**MATERIALS PROVIDED:**
────

PR #192, opened 2018-10-21
add app_id to client error metrics

doodyparizada:
remove client headers and added app_id to metrics, so we can separate errors per app

### DIFF
--- a/scripts/src/metrics.ts
+++ b/scripts/src/metrics.ts
@@ -12,50 +12,50 @@ export function destruct() {
 }
 
 export function userRegister(newUser: boolean, newWallet: boolean) {
-	statsd.increment("user_register", 1, undefined, { new_user: newUser.toString(), new_wallet: newWallet.toString() });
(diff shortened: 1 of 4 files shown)


scripts/src/metrics.ts
```diff
@@ -45,9 +45,9 @@ export function offersReturned(numOffers: number, appId: string) {
 	statsd.histogram("offers_returned", numOffers, undefined, { app_id: appId });
 }
 
-export function reportClientError(error: MarketplaceError, headers: { [name: string]: string }) {
-	const data = Object.assign({ status: error.status.toString(), title: error.title, code: error.code }, headers);
-	statsd.increment("client_error", 1, undefined, data);
+export function reportClientError(error: MarketplaceError, appId: string) {
+	statsd.increment("client_error", 1, undefined,
```
liorama: Why `undefined` and not `null`? null signifies no value, undefined means this argument wasn't processed/touched by the code, which is indicative of a bug.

────

**WORK INSTRUCTIONS:** What you return must match, line for line, the data from the line containing "newUser.toString(), new_wallet: newWallet.toString()" to its end, both ends included.

**REPLY:**
-	statsd.increment("user_register", 1, undefined, { new_user: newUser.toString(), new_wallet: newWallet.toString() });
(diff shortened: 1 of 4 files shown)


scripts/src/metrics.ts
```diff
@@ -45,9 +45,9 @@ export function offersReturned(numOffers: number, appId: string) {
 	statsd.histogram("offers_returned", numOffers, undefined, { app_id: appId });
 }
 
-export function reportClientError(error: MarketplaceError, headers: { [name: string]: string }) {
-	const data = Object.assign({ status: error.status.toString(), title: error.title, code: error.code }, headers);
-	statsd.increment("client_error", 1, undefined, data);
+export function reportClientError(error: MarketplaceError, appId: string) {
+	statsd.increment("client_error", 1, undefined,
```
liorama: Why `undefined` and not `null`? null signifies no value, undefined means this argument wasn't processed/touched by the code, which is indicative of a bug.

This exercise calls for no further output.